ALBUQUERQUE, N.M. — Internationally renowned Texas sculptor Jesús Moroles, whose 22-foot-tall sculpted fountain stands at the entrance to the Albuquerque Museum, died in a car wreck Monday night in Texas. He was 64.
Moroles was driving on Interstate 35 near Jarrell, 30 miles north of Austin, when the accident occurred. The Texas Department of Public Safety said the van he was driving rear-ended a tractor-trailer. Moroles died at the scene. The truck driver was unhurt.
Moroles’ work earned him a 2008 National Medal of Arts. He created both monumental and smaller-scale nonrepresentational works in granite.
The sculptor’s signature pieces include his 1987 sculpture “Lapstrake,” which sits in New York’s CBS Plaza, across from the Museum of Modern Art. In Albuquerque, he also designed “The Fallen Friend” piece at the New Mexico Veterans Memorial Park in 1997. His largest work was the 120-foot-tall 1991 site sculpture “Houston Police Officers Memorial.”
“Floating Mesa Fountain,” the 1984 piece fronting the Albuquerque Museum, was one of his first commissions, museum curator Andrew Connors said.
“A year later, he received a commission from New York City, and his career took off from there. Just today, there were probably 30 kids all playing and splashing in his fountain,” Connors said. “They didn’t have a clue who made this. But they celebrated his vision.”
Moroles was the rare contemporary artist who could design edgy works that were embraced by the public, he said.
The artist’s choice of granite as his medium was unusual. The stone is heavy and brittle.
“It kind of chose him,” said Moroles’ partner, Delilah Montoya, an Albuquerque photographer. “He tried marble and wood. At one point, he picked up a piece of granite and started working it. There was dust flying all around, and he got lost in it.
“He could see things in the rock. He saw designs, and he was able to bring out beautiful shapes and forms.
“He would give spirit names to things. He would call it ‘Floating Rock’ or ‘Sacred Space.’ ”
Moroles was born to cotton farmers in Corpus Christi, Texas, where he toiled in the fields before becoming educated at Dallas’ El Centro College and the University of North Texas in Denton. He spent a year studying studio work in Italy in 1980, signaling his commitment with the purchase of his first large diamond saw in 1981. He apprenticed to famed New Mexico sculptor the late Luis Jiménez.
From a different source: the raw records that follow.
PR #454, opened 2019-09-03
Fix transactions refcounts for aggregating queries

eolivelli:
Fix ref count during aggregations and in general on Scanners.

SimpleDataScanner and StreamingDataScanner are the root holders of references to the Transaction.
Fix refcount and close() methods of every DataScanner implementation.
Prevent "double release" in root DataScanners

### DIFF
--- a/herddb-core/src/test/java/herddb/server/SimpleClientScanTest.java
+++ b/herddb-core/src/test/java/herddb/server/SimpleClientScanTest.java
@@ -1,23 +1,22 @@
 /*
- Licensed to Diennea S.r.l. under one
- or more contributor license agreements. See the NOTICE file
- distributed with this work for additional information
- regarding copyright ownership. Diennea S.r.l. licenses this file
- to you under the Apache License, Version 2.0 (the
- "License"); you may not use this file except in compliance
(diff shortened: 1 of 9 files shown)


herddb-core/src/test/java/herddb/server/SimpleClientScanTest.java
```diff
@@ -247,36 +270,37 @@ private void checkCloseResultSetNotFullyScanned(
         }
     }
 
-    private void checkCloseResultSetNotFullyScannedWithTransactionAndAggregation(final HDBConnection connection, final Server server, boolean withTransaction) throws HDBException, ClientSideMetadataProviderException, InterruptedException {
+    private void checkCloseResultSetNotFullyScannedWithTransactionAndAggregation(final HDBConnection connection,
```
eolivelli: this test case was already there, but it was not called, so this part was not tested.

eolivelli:
@diegosalvi this fix is for master branch only I would prefer not to cherry pick to stable branch 0.11
WDYT ?

eolivelli:
Superseded by #455

PR #457, opened 2019-09-05
Better error in case of unreachable server with client in standalone mode

eolivelli:


herddb-core/src/main/java/herddb/server/StaticClientSideMetadataProvider.java
```diff
@@ -55,4 +55,9 @@ public String getTableSpaceLeader(String tableSpace) throws ClientSideMetadataPr
         return nodeId;
     }
 
+    @Override
+    public void requestMetadataRefresh(Exception error) throws ClientSideMetadataProviderException {
+        throw new ClientSideMetadataProviderException("not working in cluser mode. metadata refresh is not possible", error);
```
eolivelli: this is actually the  fix

eolivelli:
@diegosalvi this is good to go now, Travis Passed

eolivelli:
This is the not right approach.

PR #460, opened 2019-09-06
Add extra recovery tests with BookKeeper commit log

eolivelli:


herddb-core/src/main/java/herddb/core/TableSpaceManager.java
```diff
@@ -268,6 +268,7 @@ void recover(TableSpace tableSpaceInfo) throws DataStorageManagerException, LogN
         dataStorageManager.loadTransactions(logSequenceNumber, tableSpaceUUID, t -> {
             transactions.put(t.transactionId, t);
             LOGGER.log(Level.FINER, "{0} {1} tx {2} at boot", new Object[]{nodeId, tableSpaceName, t.transactionId});
+            LOGGER.log(Level.SEVERE, "{0} {1} tx {2} at boot seq {3}", new Object[]{nodeId, tableSpaceName, t.transactionId, t.lastSequenceNumber});
```
diegosalvi: Log level too high. Other line should be removed too

eolivelli: removed

PR #465, opened 2019-09-16
Force full data download on follower recovery with missing ledgers

diegosalvi:
When starting recovery on BookkeeperCommitLog a full recovery is needed if some ledgers from current actualLedgersList doesn't exist anymore

### DIFF
--- a/herddb-core/src/main/java/herddb/cluster/BookkeeperCommitLog.java
+++ b/herddb-core/src/main/java/herddb/cluster/BookkeeperCommitLog.java
@@ -38,6 +38,7 @@ import java.util.HashMap;
 import java.util.List;
 import java.util.Map;
 import java.util.concurrent.CompletableFuture;
+import java.util.concurrent.ExecutionException;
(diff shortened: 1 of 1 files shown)


herddb-core/src/main/java/herddb/cluster/BookkeeperCommitLog.java
```diff
@@ -386,6 +387,21 @@ public void recovery(
                     + ": Local data is absent, and actual ledger list " + this.actualLedgersList.getActiveLedgers()
                     + " does not contain first ledger of ever: " + this.actualLedgersList.getFirstLedger()));
         }
+        for (long ledgerId : actualLedgersList.getActiveLedgers()) {
+            try {
+                bookKeeper.getLedgerManager().readLedgerMetadata(ledgerId).get();
```
eolivelli: is use use org.apache.bookkeeper....FutureUtils.result() you won't have to deal with "ExecutionException"

PR #472, opened 2019-09-24
Right index restore behaviour

diegosalvi:
During tablespace recovery index arent correctly handled and restored again but left unrestored.
Otherwise when using Backup recovery index are restored correctly

### DIFF
--- a/herddb-core/src/main/java/herddb/file/FileDataStorageManager.java
+++ b/herddb-core/src/main/java/herddb/file/FileDataStorageManager.java
@@ -944,6 +944,25 @@ public class FileDataStorageManager extends DataStorageManager {
             }
 
         } catch (IOException err) {
+            LOGGER.log(Level.SEVERE, "Failed to write on path: {0}", pageFile);
+            Path path = pageFile;
+            boolean exists;
+            do {
+                exists = Files.exists(path);
+
+                if (exists) {
+                    LOGGER.log(Level.SEVERE,
+                            "Path {0}: directory {1}, file {2}, link {3}, writable {4}, readable {5}, executable {6}",
+                            new Object[] { path, Files.isDirectory(path), Files.isRegularFile(path),
+                                    Files.isSymbolicLink(path), Files.isWritable(path), Files.isReadable(path),
+                                    Files.isExecutable(path) });
+                } else {
+                    LOGGER.log(Level.SEVERE, "Path {0} doesn't exists", path);
+                }
+
+                path = path.getParent();
+            } while (path != null && !exists);
+
             throw new DataStorageManagerException(err);
         }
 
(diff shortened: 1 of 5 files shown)


herddb-core/src/main/java/herddb/file/FileDataStorageManager.java
```diff
@@ -944,6 +944,25 @@ public void writeIndexPage(
             }
 
         } catch (IOException err) {
+            LOGGER.log(Level.SEVERE, "Failed to write on path: {0}", pageFile);
```
eolivelli: I am not sure we want to keep this debug.

Maybe you can create an helper method and enable it with a system property.
I am -0 on keeping it

diegosalvi: Actually it was a log added for debugging... then at commit time I thought to left it there (lines after line 947).

I'm not sure if let it there. It shouldn't happen but knowing that the parent path didn't exists helped to found the issue.

herddb-core/src/test/java/herddb/cluster/MultiServerTest.java
```diff
@@ -92,53 +92,85 @@ public void test_leader_online_log_available() throws Exception {
...
-            server_1.getManager().executeUpdate(new InsertStatement(TableSpace.DEFAULT, "t1", RecordSerializer.makeRecord(table, "c", 3)), StatementEvaluationContext.DEFAULT_EVALUATION_CONTEXT(), TransactionContext.NO_TRANSACTION);
-            server_1.getManager().executeUpdate(new InsertStatement(TableSpace.DEFAULT, "t1", RecordSerializer.makeRecord(table, "c", 4)), StatementEvaluationContext.DEFAULT_EVALUATION_CONTEXT(), TransactionContext.NO_TRANSACTION);
-
-            DMLStatementExecutionResult executeUpdateTransaction = server_1.getManager().executeUpdate(new InsertStatement(TableSpace.DEFAULT, "t1", RecordSerializer.makeRecord(table, "c", 5)), StatementEvaluationContext.DEFAULT_EVALUATION_CONTEXT(), TransactionContext.AUTOTRANSACTION_TRANSACTION);
-            server_1.getManager().executeStatement(new CommitTransactionStatement(TableSpace.DEFAULT, executeUpdateTransaction.transactionId), StatementEvaluationContext.DEFAULT_EVALUATION_CONTEXT(), TransactionContext.NO_TRANSACTION);
+            Table table = Table.builder().name("t1").column("c", ColumnTypes.INTEGER).column("s", ColumnTypes.INTEGER)
```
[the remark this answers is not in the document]
diegosalvi: It was an unwanted reformat while I was attempting to disable import blank line insertio by Eclipse.
Reverted the reformat.

PR #475, opened 2019-09-25
Enable Calcite ReduceExpressionsRule in order to simplify expressions

eolivelli:
With ReduceExpressionsRule Calcite tries to simplify more aggressively input expressions.
Stuff like: 
"SELECT from a where n = 1 and n is not null" becomes "SELECT from a where n = 1"
"SELECT from a where n < 1 and n < 2" becomes "SELECT from a where n < 1"

### DIFF
--- a/herddb-core/src/main/java/herddb/sql/CalcitePlanner.java
+++ b/herddb-core/src/main/java/herddb/sql/CalcitePlanner.java
@@ -133,6 +133,7 @@ import org.apache.calcite.rel.core.AggregateCall;
 import org.apache.calcite.rel.core.Sort;
 import org.apache.calcite.rel.core.TableModify;
 import org.apache.calcite.rel.logical.LogicalTableModify;
+import org.apache.calcite.rel.rules.ReduceExpressionsRule;
 import org.apache.calcite.rel.type.RelDataType;
 import org.apache.calcite.rel.type.RelDataTypeFactory;
 import org.apache.calcite.rel.type.RelDataTypeField;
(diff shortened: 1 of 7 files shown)


herddb-core/src/main/java/herddb/sql/CalcitePlanner.java
```diff
@@ -505,6 +506,7 @@ private PlannerResult runPlanner(String defaultTableSpace, String query) throws
         RelDataType originalRowType = logicalPlan.getRowType();
         RelOptCluster cluster = logicalPlan.getCluster();
         final RelOptPlanner optPlanner = cluster.getPlanner();
+        optPlanner.addRule(ReduceExpressionsRule.FILTER_INSTANCE);
```
amitvc: @eolivelli what is the purpose of adding the Filter_Instance here?

eolivelli: This is the core of this change.
That Rule simplifies every expression, removing redundant filterd

amitvc: I see. I think this looks good to me.

eolivelli:
One test is failing.
I have to fix it before merging

herddb-core/src/test/java/herddb/core/SimpleOperatorsTest.java
```diff
@@ -294,28 +292,14 @@ public void simpleArithmeticOperationsTest() throws Exception {
             }
 
             // In expressions
-            // Warning: jsqlParser doesn't handle this kind of expressions in select clause
             try (DataScanner scan1 = scan(manager, "SELECT * FROM tblspace1.tsql WHERE '1' in (1,2,3)", Collections.emptyList())) {
```
eolivelli: @amitvc  this kind of query is not useful in real life.
We can change the behaviour

Issue #540, opened 2020-01-22
 Corrupted transaction log during follower recovery: key is already present in table 


hamadodene:
During Herd's normal activity, i had problems while recovering tablespaces.
When node x tries to download data from node y, a duplicate key arrives at node x.
This means that the y node  (we will call it "myhostname/myip") during the full checkpoint does not actually remove all duplicates.

Stacktrace below:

A Vietnam veteran, Moroles appreciated Asian art.
“You can see that Asian influence in his work, that Zen look, that simplicity of form,” Montoya said. “He got a lot of commissions in Asia.”
Those commissions scatter across the globe: China, Egypt, France, Italy, Japan, Switzerland and across the United States.
Moroles was driving north to Oklahoma, where he helmed the first artist’s residency and commission at the University of Science and Arts in Chickasha, said Santiago Nezarez,, the sculptor’s studio assistant in Rockport, Texas.
He was the primary designer of the school’s Coming Together Park, teaching granite design and installation techniques. Moroles had shipped his latest creation, “Spirit Inner Columns,” a massive piece with 15-foot-high columns, to the Hall Arts project in Dallas. He had returned home Sunday night to attend jury duty on Monday.
“He was driven,” Montoya said. “He lived in his van. He was on the road 200 days a year trying to get his commissions done or to go to a reception or a gallery opening.”
His work has been included in more than 130 one-person exhibitions, including at LewAllen Contemporary and Altermann galleries in Santa Fe. His work is in the permanent collections of the Albuquerque Museum, the New Mexico Museum of Art, the Dallas Museum of Art, Houston’s Museum of Fine Arts and in the National Museum of American Art at the Smithsonian Institution in Washington, D.C.
Moroles’ survivors include his parents, Jose E. Moroles and Maria Moroles of Rockport, Texas.
A memorial service is tentatively scheduled for this weekend.